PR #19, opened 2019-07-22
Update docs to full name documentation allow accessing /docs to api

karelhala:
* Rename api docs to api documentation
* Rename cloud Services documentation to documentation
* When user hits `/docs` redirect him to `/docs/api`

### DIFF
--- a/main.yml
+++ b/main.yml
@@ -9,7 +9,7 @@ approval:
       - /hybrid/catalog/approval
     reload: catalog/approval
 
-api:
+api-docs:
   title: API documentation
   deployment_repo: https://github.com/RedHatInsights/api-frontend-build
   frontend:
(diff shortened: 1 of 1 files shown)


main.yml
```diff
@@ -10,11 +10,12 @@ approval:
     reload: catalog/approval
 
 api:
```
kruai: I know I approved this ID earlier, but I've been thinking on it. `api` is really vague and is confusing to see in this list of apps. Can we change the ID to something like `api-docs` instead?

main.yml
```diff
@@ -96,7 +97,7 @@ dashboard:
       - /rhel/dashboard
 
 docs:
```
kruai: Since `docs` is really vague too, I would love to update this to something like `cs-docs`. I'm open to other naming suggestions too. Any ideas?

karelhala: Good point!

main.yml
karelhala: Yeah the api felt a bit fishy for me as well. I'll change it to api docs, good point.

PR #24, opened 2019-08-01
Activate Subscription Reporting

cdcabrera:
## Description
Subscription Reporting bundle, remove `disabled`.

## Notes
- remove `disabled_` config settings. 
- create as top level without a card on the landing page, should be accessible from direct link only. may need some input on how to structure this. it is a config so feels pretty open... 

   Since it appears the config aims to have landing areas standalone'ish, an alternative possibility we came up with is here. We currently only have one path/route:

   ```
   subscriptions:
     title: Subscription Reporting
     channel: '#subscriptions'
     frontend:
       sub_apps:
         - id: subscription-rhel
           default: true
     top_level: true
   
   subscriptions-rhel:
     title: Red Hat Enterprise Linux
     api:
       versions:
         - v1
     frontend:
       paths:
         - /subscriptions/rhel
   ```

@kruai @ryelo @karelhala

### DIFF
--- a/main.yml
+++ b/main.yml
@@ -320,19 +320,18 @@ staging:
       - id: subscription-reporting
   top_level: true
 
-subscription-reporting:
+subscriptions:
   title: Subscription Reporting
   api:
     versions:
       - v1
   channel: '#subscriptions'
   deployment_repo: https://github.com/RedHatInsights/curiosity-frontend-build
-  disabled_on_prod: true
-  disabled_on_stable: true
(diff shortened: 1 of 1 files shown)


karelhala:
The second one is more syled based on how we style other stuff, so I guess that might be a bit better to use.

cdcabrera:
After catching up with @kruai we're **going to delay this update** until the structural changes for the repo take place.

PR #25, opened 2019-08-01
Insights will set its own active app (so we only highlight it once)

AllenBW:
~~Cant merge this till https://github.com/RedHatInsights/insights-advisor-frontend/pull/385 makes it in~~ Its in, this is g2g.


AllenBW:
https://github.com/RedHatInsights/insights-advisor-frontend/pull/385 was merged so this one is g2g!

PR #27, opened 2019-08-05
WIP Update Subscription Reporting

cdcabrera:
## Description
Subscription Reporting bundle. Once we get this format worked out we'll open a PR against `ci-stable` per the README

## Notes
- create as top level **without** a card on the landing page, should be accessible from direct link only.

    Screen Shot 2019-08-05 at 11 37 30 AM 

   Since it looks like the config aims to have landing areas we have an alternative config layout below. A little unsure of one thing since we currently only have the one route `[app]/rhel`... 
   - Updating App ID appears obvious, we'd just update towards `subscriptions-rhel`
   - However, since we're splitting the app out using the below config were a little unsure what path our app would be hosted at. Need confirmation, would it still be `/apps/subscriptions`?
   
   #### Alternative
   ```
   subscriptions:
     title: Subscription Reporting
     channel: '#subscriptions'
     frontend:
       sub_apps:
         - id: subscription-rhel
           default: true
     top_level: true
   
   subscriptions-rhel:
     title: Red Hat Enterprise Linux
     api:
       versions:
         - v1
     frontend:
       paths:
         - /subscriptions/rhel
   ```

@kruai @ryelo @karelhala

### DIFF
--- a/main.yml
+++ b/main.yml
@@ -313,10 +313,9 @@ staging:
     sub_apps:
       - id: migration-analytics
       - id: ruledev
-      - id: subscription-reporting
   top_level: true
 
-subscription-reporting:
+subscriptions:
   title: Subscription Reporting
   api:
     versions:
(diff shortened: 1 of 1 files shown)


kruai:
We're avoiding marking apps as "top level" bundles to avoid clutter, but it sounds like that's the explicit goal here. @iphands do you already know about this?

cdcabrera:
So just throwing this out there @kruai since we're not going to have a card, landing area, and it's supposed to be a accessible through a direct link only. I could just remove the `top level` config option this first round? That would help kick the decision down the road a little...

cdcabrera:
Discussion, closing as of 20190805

#####

WORK REQUIRED » Every line above should be written out again, unchanged.

SOLVED PROBLEM »
PR #19, opened 2019-07-22
Update docs to full name documentation allow accessing /docs to api

karelhala:
* Rename api docs to api documentation
* Rename cloud Services documentation to documentation
* When user hits `/docs` redirect him to `/docs/api`

### DIFF
--- a/main.yml
+++ b/main.yml
@@ -9,7 +9,7 @@ approval:
       - /hybrid/catalog/approval
     reload: catalog/approval
 
-api:
+api-docs:
   title: API documentation
   deployment_repo: https://github.com/RedHatInsights/api-frontend-build
   frontend:
(diff shortened: 1 of 1 files shown)


main.yml
```diff
@@ -10,11 +10,12 @@ approval:
     reload: catalog/approval
 
 api:
```
kruai: I know I approved this ID earlier, but I've been thinking on it. `api` is really vague and is confusing to see in this list of apps. Can we change the ID to something like `api-docs` instead?

main.yml
```diff
@@ -96,7 +97,7 @@ dashboard:
       - /rhel/dashboard
 
 docs:
```
kruai: Since `docs` is really vague too, I would love to update this to something like `cs-docs`. I'm open to other naming suggestions too. Any ideas?

karelhala: Good point!

main.yml
karelhala: Yeah the api felt a bit fishy for me as well. I'll change it to api docs, good point.

PR #24, opened 2019-08-01
Activate Subscription Reporting

cdcabrera:
## Description
Subscription Reporting bundle, remove `disabled`.

## Notes
- remove `disabled_` config settings. 
- create as top level without a card on the landing page, should be accessible from direct link only. may need some input on how to structure this. it is a config so feels pretty open... 

   Since it appears the config aims to have landing areas standalone'ish, an alternative possibility we came up with is here. We currently only have one path/route:

   ```
   subscriptions:
     title: Subscription Reporting
     channel: '#subscriptions'
     frontend:
       sub_apps:
         - id: subscription-rhel
           default: true
     top_level: true
   
   subscriptions-rhel:
     title: Red Hat Enterprise Linux
     api:
       versions:
         - v1
     frontend:
       paths:
         - /subscriptions/rhel
   ```

@kruai @ryelo @karelhala

### DIFF
--- a/main.yml
+++ b/main.yml
@@ -320,19 +320,18 @@ staging:
       - id: subscription-reporting
   top_level: true
 
-subscription-reporting:
+subscriptions:
   title: Subscription Reporting
   api:
     versions:
       - v1
   channel: '#subscriptions'
   deployment_repo: https://github.com/RedHatInsights/curiosity-frontend-build
-  disabled_on_prod: true
-  disabled_on_stable: true
(diff shortened: 1 of 1 files shown)


karelhala:
The second one is more syled based on how we style other stuff, so I guess that might be a bit better to use.

cdcabrera:
After catching up with @kruai we're **going to delay this update** until the structural changes for the repo take place.

PR #25, opened 2019-08-01
Insights will set its own active app (so we only highlight it once)

AllenBW:
~~Cant merge this till https://github.com/RedHatInsights/insights-advisor-frontend/pull/385 makes it in~~ Its in, this is g2g.


AllenBW:
https://github.com/RedHatInsights/insights-advisor-frontend/pull/385 was merged so this one is g2g!

PR #27, opened 2019-08-05
WIP Update Subscription Reporting

cdcabrera:
## Description
Subscription Reporting bundle. Once we get this format worked out we'll open a PR against `ci-stable` per the README

## Notes
- create as top level **without** a card on the landing page, should be accessible from direct link only.

    Screen Shot 2019-08-05 at 11 37 30 AM 

   Since it looks like the config aims to have landing areas we have an alternative config layout below. A little unsure of one thing since we currently only have the one route `[app]/rhel`... 
   - Updating App ID appears obvious, we'd just update towards `subscriptions-rhel`
   - However, since we're splitting the app out using the below config were a little unsure what path our app would be hosted at. Need confirmation, would it still be `/apps/subscriptions`?
   
   #### Alternative
   ```
   subscriptions:
     title: Subscription Reporting
     channel: '#subscriptions'
     frontend:
       sub_apps:
         - id: subscription-rhel
           default: true
     top_level: true
   
   subscriptions-rhel:
     title: Red Hat Enterprise Linux
     api:
       versions:
         - v1
     frontend:
       paths:
         - /subscriptions/rhel
   ```

@kruai @ryelo @karelhala

### DIFF
--- a/main.yml
+++ b/main.yml
@@ -313,10 +313,9 @@ staging:
     sub_apps:
       - id: migration-analytics
       - id: ruledev
-      - id: subscription-reporting
   top_level: true
 
-subscription-reporting:
+subscriptions:
   title: Subscription Reporting
   api:
     versions:
(diff shortened: 1 of 1 files shown)


kruai:
We're avoiding marking apps as "top level" bundles to avoid clutter, but it sounds like that's the explicit goal here. @iphands do you already know about this?

cdcabrera:
So just throwing this out there @kruai since we're not going to have a card, landing area, and it's supposed to be a accessible through a direct link only. I could just remove the `top level` config option this first round? That would help kick the decision down the road a little...

cdcabrera:
Discussion, closing as of 20190805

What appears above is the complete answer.